Saved entries:
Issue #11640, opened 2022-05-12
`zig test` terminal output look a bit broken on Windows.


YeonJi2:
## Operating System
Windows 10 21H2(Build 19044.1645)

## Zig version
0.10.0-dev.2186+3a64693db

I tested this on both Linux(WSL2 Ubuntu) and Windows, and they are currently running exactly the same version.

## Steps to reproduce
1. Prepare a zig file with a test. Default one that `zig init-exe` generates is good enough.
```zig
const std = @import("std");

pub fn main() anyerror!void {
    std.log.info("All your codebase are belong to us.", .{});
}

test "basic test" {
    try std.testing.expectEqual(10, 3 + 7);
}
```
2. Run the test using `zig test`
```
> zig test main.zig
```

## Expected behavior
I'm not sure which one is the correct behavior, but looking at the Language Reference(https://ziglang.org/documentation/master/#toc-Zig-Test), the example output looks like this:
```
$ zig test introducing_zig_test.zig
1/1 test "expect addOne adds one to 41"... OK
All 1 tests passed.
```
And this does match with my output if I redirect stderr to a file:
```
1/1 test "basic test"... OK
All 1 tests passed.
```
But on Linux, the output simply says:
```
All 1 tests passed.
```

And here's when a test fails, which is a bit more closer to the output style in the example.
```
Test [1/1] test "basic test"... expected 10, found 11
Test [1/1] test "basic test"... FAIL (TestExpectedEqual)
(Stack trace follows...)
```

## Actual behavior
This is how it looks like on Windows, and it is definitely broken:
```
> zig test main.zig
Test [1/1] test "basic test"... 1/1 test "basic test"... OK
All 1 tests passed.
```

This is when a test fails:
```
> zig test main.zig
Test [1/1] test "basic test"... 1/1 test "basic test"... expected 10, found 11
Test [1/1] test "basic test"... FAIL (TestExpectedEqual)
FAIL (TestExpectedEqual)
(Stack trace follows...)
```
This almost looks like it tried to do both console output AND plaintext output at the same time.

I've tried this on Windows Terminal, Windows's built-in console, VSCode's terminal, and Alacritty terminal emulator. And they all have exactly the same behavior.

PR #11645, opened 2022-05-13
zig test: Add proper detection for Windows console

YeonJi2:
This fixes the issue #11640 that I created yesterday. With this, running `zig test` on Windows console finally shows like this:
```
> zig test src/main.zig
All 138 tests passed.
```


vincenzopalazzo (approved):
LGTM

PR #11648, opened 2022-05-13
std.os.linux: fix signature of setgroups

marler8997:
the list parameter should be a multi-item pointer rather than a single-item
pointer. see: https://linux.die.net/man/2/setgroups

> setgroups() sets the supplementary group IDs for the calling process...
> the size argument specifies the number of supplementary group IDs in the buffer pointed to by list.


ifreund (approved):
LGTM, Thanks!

* _WHAT YOU SHOULD DO_
Look through the data and show every line containing "https".

* _RESULT OF THIS TASK_
I'm not sure which one is the correct behavior, but looking at the Language Reference(https://ziglang.org/documentation/master/#toc-Zig-Test), the example output looks like this:
pointer. see: https://linux.die.net/man/2/setgroups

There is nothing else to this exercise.